An introduction to inference with phasegen can be found in the Quickstart guide.

Distributed bootstrapping#

Whenever running inference with long runtimes, you might want to distribute the bootstrapping process. This can be done by creating bootstrap samples which are Inference objects themselves (create_bootstrap()). These bootstraps can be run in parallel and the results combined afterwards (add_bootstrap()).

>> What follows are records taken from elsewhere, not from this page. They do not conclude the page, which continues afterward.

PR #7687, opened 2023-07-17
Fix correctness_float16_t for ASAN builds

steven-johnson:
This appears to be a glitch that has to do with changing ABI for float16 across versions of GCC; we build LLVM with gcc-9 on Linux, but the float16 ABI got changed (and unified in gcc12); since ASAN builds use Clang even on linux, there is a hiccup here.

This is an ugly monkey-patch to work around this issue.

### DIFF
--- a/test/correctness/float16_t.cpp
+++ b/test/correctness/float16_t.cpp
@@ -2,6 +2,17 @@
 
 #include <limits>
 
+#ifdef __linux__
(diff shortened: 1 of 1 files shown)


abadams (approved):

steven-johnson:
ASAN is reporting a lot of leaks that need to be tracked down (https://buildbot.halide-lang.org/master/#/builders/146/builds/11) but that should probably be handled separately, landing

PR #7690, opened 2023-07-18
Revert "Fix correctness_float16_t for ASAN builds"

steven-johnson:
Reverts halide/Halide#7687

Local testing makes it appear this fix is (1) incorrect and (2) no longer needed, opening for retesting on the buildbots.

### DIFF
--- a/test/correctness/float16_t.cpp
+++ b/test/correctness/float16_t.cpp
@@ -2,17 +2,6 @@
 
 #include <limits>
 
-#ifdef __linux__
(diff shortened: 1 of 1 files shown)


shoaibkamil (approved):
LGTM pending passing the buildbots.

steven-johnson:
EDIT: looks like the issue here is that the fix in question is needed for gcc-9 (which is what the buildbots use) but I have gcc-12 locally (and it's hard to install earlier versions, because, uh, reasons), but this is definitely not the right fix

PR #7692, opened 2023-07-19
Don't link to cudart or opencl library. These are loaded dynamically as needed.

abadams:
I found these lines in test/generator/CMakeLists.txt and I don't think they should be necessary because nothing in that folder uses any cuda/opencl APIs except the runtime, which loads those libraries dynamically and resolves things via dlsym. I figured the simplest way to see if they're necessary is to open a PR and see what breaks.

AFAIK the only thing that actually needs any cuda libs linked at compile-time is apps/cuda_mat_mul


abadams:
This failure is why I ran across these lines: https://buildbot.halide-lang.org/master/#/builders/146/builds/21

steven-johnson:
Compilation failures

abadams:
The thing I was missing is that while nothing in test/generator includes cuda.h, a file in test/common does. The tests in question are for checking if GPU contexts generated using the standard APIs (i.e. not generated using our own runtime) can be used by overriding the acquire/release context runtime functions.

PR #7695, opened 2023-07-20
Default WITH_TEST_FUZZ to OFF

steven-johnson:
Just because our compiler supports fuzzing doesn't mean we want to build the fuzz tests, because they won't really build properly without the right preset specified.

(This will be followed up with a change to the buildbot to set WITH_TEST_FUZZ to ON for fuzz tests)

attn: @TH3CHARLie

### DIFF
--- a/src/CodeGen_ARM.cpp
+++ b/src/CodeGen_ARM.cpp
@@ -1053,7 +1053,9 @@ void CodeGen_ARM::visit(const Store *op) {
         std::ostringstream instr;
         vector<llvm::Type *> arg_types;
         llvm::Type *intrin_llvm_type = llvm_type_of(intrin_type);
-#if LLVM_VERSION >= 150
+#if LLVM_VERSION >= 170
+        const bool is_opaque = true;
+#elif LLVM_VERSION >= 150
         const bool is_opaque = llvm::PointerType::get(intrin_llvm_type, 0)->isOpaque();
 #else
         const bool is_opaque = false;
--- a/test/CMakeLists.txt
+++ b/test/CMakeLists.txt
@@ -94,8 +94,12 @@ else ()
     message(VERBOSE "Compiler supports libfuzzer sanitizer.")
 endif ()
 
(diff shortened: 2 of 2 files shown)


TH3CHARLie:
want to add to the reasons for not enabling them, with fuzzer linked, whenever you call `f.realize` you will get something like this:
```
Internal Error at /home/xuanda/dev/Serializer/Halide/src/JITModule.cpp:226 triggered by user code at : Condition failed: addr: Failed to materialize symbols: { (main, { blur_y_metadata, blur_y, $.blur_y.__inits.0, __orc_init_func.blur_y, sancov.module_ctor_8bit_counters, blur_y_argv }) }
```
Not sure about the exact reason, but most likely because libfuzz will insert some kind of `main` into the code already.

steven-johnson:
Monday morning review ping

alexreinking (changes requested):

steven-johnson:
> What doesn't work, exactly? The idea was that HAS_FUZZ_FLAGS was a sufficient condition on the environment for the fuzz tests to be expected to work. What is the true condition?

The fuzzer tests *must* be built using the `linux-x64-fuzzer` preset

alexreinking:
> The fuzzer tests _must_ be built using the `linux-x64-fuzzer` preset

That's kind of my question... why? What does the preset do that's special? The only non-standard thing I see is that it uses static Halide (so `BUILD_SHARED_LIBS=OFF`),

TH3CHARLie:
> > The fuzzer tests _must_ be built using the `linux-x64-fuzzer` preset
> 
> That's kind of my question... why? What does the preset do that's special? The only non-standard thing I see is that it uses static Halide (so `BUILD_SHARED_LIBS=OFF`),

I believe it's the new flag making it special:https://github.com/halide/Halide/blob/fd9bfc835f658d8f9d64cff59c64a4503298030d/cmake/toolchain.linux-x64-fuzzer.cmake#L20-L25

abadams:
e.g. it injects its own int main!

alexreinking (approved):

PR #7697, opened 2023-07-21
Add a warning if a Generator declares any Outputs before the final Input (Fixes #7669)

### LINKED ISSUE #7669: Python Generators rearrange input and output arguments silently
It appears that python generators will rearrange inputs and outputs so that in the generated function call all input arguments come first, then output arguments, even if this is not the order defined in the generator class.

This may be intended behavior, but I can't find it called out anywhere in the examples or documentation, and it seems to me like an unintuitive result. It seems like either an addition to the documentation or a more descriptive error message would be a helpful addition. I think this would be caught more readily in a C++ setting because of static typing, Python tools can't easily catch this problem because it's dynamically typed. It's also not immediately obvious to me how to inspect the code generated by a generator, but I've only spent a few minutes looking.

Minimal example:
```
import numpy as np
import halide as hl

x = hl.Var("x")
y = hl.Var("y")

@hl.generator(name="testgen")
class testgen(hl.Generator):
    output = hl.OutputBuffer(hl.UInt(8), 2)  # output defined first
    offset = hl.InputScalar(hl.UInt(8))  # input defined second
    
    def generate(self):
        self.output[x,y] = self.offset


if __name__ == "__main__":
    inp = 3
    out = np.empty((256,256), dtype=np.uint8)
    t = hl.Target("host")
    with hl.GeneratorContext(t):
        gen = testgen()
        
        test_filter = gen.compile_to_callable()
        
        test_filter(inp, out)  # <- this works
        
        test_filter(out, inp)  # <- this fails

```

result:
```
  File ...example.py:26
    test_filter(out, 3)  # <- this fails

HalideError: Unable to cast Python instance to C++ type (compile in debug mode for details)
```

steven-johnson:
See https://github.com/halide/Halide/issues/7669 for details

attn @Copper280z

### DIFF
--- a/src/Generator.cpp
+++ b/src/Generator.cpp
@@ -1237,7 +1237,8 @@ GeneratorParamInfo::GeneratorParamInfo(GeneratorBase *generator, const size_t si
 
     const char *const io_order_warning = "Generators will always produce code that orders all Inputs before all Outputs; "
                                          "this Generator declares the Inputs and Outputs in a different order, so the calling convention may not be as expected. "
-                                         "(A future version of Halide will make this illegal, and require all Inputs to be declared before all Outputs.)";
+                                         "A future version of Halide will make this illegal, and require all Inputs to be declared before all Outputs. "
+                                         "(You can avoid this requirement by overriding Generator::allow_out_of_order_inputs_and_outputs().)";
 
     bool outputs_seen = false;
     auto vf = ObjectInstanceRegistry::instances_in_range(generator, size);
--- a/src/Generator.cpp
+++ b/src/Generator.cpp
@@ -1218,10 +1218,6 @@ GeneratorBase::~GeneratorBase() {
 }
 
 GeneratorParamInfo::GeneratorParamInfo(GeneratorBase *generator, const size_t size) {
-    std::vector<void *> vf = ObjectInstanceRegistry::instances_in_range(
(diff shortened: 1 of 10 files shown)


src/Generator.cpp
```diff
@@ -1239,45 +1235,67 @@ GeneratorParamInfo::GeneratorParamInfo(GeneratorBase *generator, const size_t si
...
-    for (auto *v : vg) {
-        auto *param = static_cast<GeneratorParamBase *>(v);
-        internal_assert(param != nullptr);
-        user_assert(is_valid_name(param->name())) << "Invalid GeneratorParam name: " << param->name();
-        user_assert(!names.count(param->name())) << "Duplicate GeneratorParam name: " << param->name();
-        names.insert(param->name());
-        internal_assert(param->generator == nullptr || param->generator == generator);
-        param->generator = generator;
-        filter_generator_params.push_back(param);
+    const char *const io_order_warning = "Generators will always produce code that orders all Inputs before all Outputs; "
```
abadams, line 1238: The warning should probably include instructions to override that method if you explicitly want to have outputs declared before inputs

steven-johnson: Not sure if I entirely agree with this -- part of me wants to push back and say that anyone who *really* needs it will figure it out. But I'm probably overthinking it...

abadams (approved):

PR #7700, opened 2023-07-24
Fix leaks caused by self-referential parameter constraints

abadams:
This should fix memory leaks caused by Parameters that have constraints that refer back to the same Parameter.

Note that it *doesn't* fix leaks caused by Parameter A having a constraint that refers to Parameter B which has a constraint that refers back to Parameter A.

### DIFF
--- a/src/Dimension.cpp
+++ b/src/Dimension.cpp
@@ -50,42 +50,42 @@ Expr Dimension::stride() const {
     return Variable::make(Int(32), s.str(), param);
 }
 
-Dimension Dimension::set_extent(Expr extent) {
+Dimension Dimension::set_extent(const Expr &extent) {
     // Propagate constant bounds into estimates as well.
     if (is_const(extent)) {
         param.set_extent_constraint_estimate(d, extent);
     }
-    param.set_extent_constraint(d, std::move(extent));
+    param.set_extent_constraint(d, extent);
     return *this;
 }
 
-Dimension Dimension::set_min(Expr min) {
+Dimension Dimension::set_min(const Expr &min) {
     // Propagate constant bounds into estimates as well.
     if (is_const(min)) {
         param.set_min_constraint_estimate(d, min);
     }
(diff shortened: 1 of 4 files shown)


steven-johnson (approved):
Does this allow us to re-enable leak detection on the bots, or is there more (known) work to be done?

abadams:
There's more work to be done.

steven-johnson:
```
/home/halidenightly/build_bot/worker/halide-testbranch-main-llvm17-x86-64-linux-make/halide-source/src/Parameter.cpp: In function ‘Halide::Expr Halide::Internal::remove_self_references(const Halide::Internal::Parameter&, const Halide::Expr&)’:
/home/halidenightly/build_bot/worker/halide-testbranch-main-llvm17-x86-64-linux-make/halide-source/src/Parameter.cpp:206:14: error: ‘virtual Halide::Expr Halide::Internal::remove_self_references(const Halide::Internal::Parameter&, const Halide::Expr&)::RemoveSelfReferences::visit(const Halide::Internal::Variable*)’ can be marked override [-Werror=suggest-override]
  206 |         Expr visit(const Variable *var) {
      |              ^~~~~
/home/halidenightly/build_bot/worker/halide-testbranch-main-llvm17-x86-64-linux-make/halide-source/src/Parameter.cpp: In function ‘Halide::Expr Halide::Internal::restore_self_references(const Halide::Internal::Parameter&, const Halide::Expr&)’:
/home/halidenightly/build_bot/worker/halide-testbranch-main-llvm17-x86-64-linux-make/halide-source/src/Parameter.cpp:229:14: error: ‘virtual Halide::Expr Halide::Internal::restore_self_references(const Halide::Internal::Parameter&, const Halide::Expr&)::RestoreSelfReferences::visit(const Halide::Internal::Variable*)’ can be marked override [-Werror=suggest-override]
  229 |         Expr visit(const Variable *var) {
      |              ^~~~~
```

abadams:
Failures unrelated

PR #7701, opened 2023-07-24
Fix float16 warning for older clangs

abadams:
This routine was missing a float cast when compiled with older clangs. Also removed the warning, because I have now tested it.


steven-johnson (approved):
Thanks :-)

steven-johnson:
Failures are unrelated

PR #7705, opened 2023-07-24
Fix leaks in test/correctness/memoize.cpp

abadams:
This was a little tricky, because it turns out any custom allocator used with memoized allocations needs to be compatible with the vanilla halide_free, because that's what's going to get called when the runtime shuts down.

Edit: The above issue is now resolved by just digging out the malloc/free from the runtime and wrapping them. Making a compatible one just didn't work on windows, as the malloc that gets called from the test seems to be different to the malloc that is resolved by the JIT-compiled runtime.

Built on #7700


steven-johnson (approved):

steven-johnson:
Looks like an error on correctness_memoize on Windows... https://buildbot.halide-lang.org/master/#/builders/148/builds/60

PR #7699, opened 2023-07-24
[Debug only; Do not merge] Debug the ASAN error w/ Anderson2021

antonysigma:
Provide a minimal reproducible test case where the Anderson2021 autoscheduler failed with segmentation fault. Primarily the L2 norm user defined function.

Contact me if you wish to rebase the changes on top of Halide `v16.0.0`.

Expected ASAN error:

Below an example Snakemake workflow for distributed bootstrapping:

Snakefile:

rule all:
    input:
        "results/graphs/inference/demography.png",

# setup inference and perform initial run
rule setup_inference:
    output:
        "results/inference/inference.json"
    conda:
        "phasegen.yaml"
    script:
        "setup_inference.py"

# create and run bootstrap
rule run_bootstrap:
    input:
        "results/inference/inference.json"
    output:
        "results/inference/bootstraps/{i}/inference.json"
    conda:
        "phasegen.yaml"
    script:
        "run_bootstrap.py"

# merge bootstraps and visualize
rule merge_bootstraps:
    input:
        inference="results/inference/inference.json",
        bootstraps=expand("results/inference/bootstraps/{i}/inference.json",i=range(100))
    output:
        inference="results/inference/inference.bootstrapped.json",
        demography="results/graphs/inference/demography.png",
        bootstraps="results/graphs/inference/bootstraps.png",
    conda:
        "phasegen.yaml"
    script:
        "merge_bootstraps.py"

where phasegen.yaml is a conda environment file with the following content:

name: phasegen
channels:
  - defaults
dependencies:
  - python>=3.10,<3.13
  - pip
  - pip:
      - phasegen

In setup_inference.py, we set up the inference object, perform the initial run and save the results to a file. Note that bootstrapping is disabled here as we are doing it manually.

import phasegen as pg
out = snakemake.output[0]

inf = pg.Inference(
    bounds=dict(t=(0, 4), Ne=(0.1, 1)),
    observation=pg.SFS(
        [177130, 997, 441, 228, 156, 117, 114, 83, 105, 109, 652]
    ),
    coal=lambda t, Ne: pg.Coalescent(
        n=10,
        demography=pg.Demography(
            pop_sizes={'pop_0': {0: 1, t: Ne}}
        )
    ),
    loss=lambda coal, obs: pg.PoissonLikelihood().compute(
        observed=obs.normalize().polymorphic,
        modelled=coal.sfs.mean.normalize().polymorphic
    ),
    resample=lambda sfs, _: sfs.resample(),
    do_bootstrap=False
)

inf.run()

inf.to_file(out)

In run_bootstrap.py, we load the inference object from the file, create a bootstrap sample and run the inference for it. This will use the specified resampling function to resample the SFS.

import phasegen as pg

file = snakemake.input[0]
out = snakemake.output[0]

inf = pg.Inference.from_file(file)

bootstrap = inf.create_bootstrap()

bootstrap.run()

bootstrap.to_file(out)

In merge_bootstraps.py, we load the inference object and all bootstraps, merge the bootstraps with the main inference object and visualize the results.

import phasegen as pg

inf_file = snakemake.input.inference
bootstraps_file = snakemake.input.bootstraps
out = snakemake.output.inference
out_demography = snakemake.output.demography
out_bootstraps = snakemake.output.bootstraps

inf = pg.Inference.from_file(inf_file)

inf.add_bootstraps([pg.Inference.from_file(f) for f in bootstraps_file])

inf.plot_demography(file=out_demography)
inf.plot_bootstraps(file=out_bootstraps)

inf.to_file(out)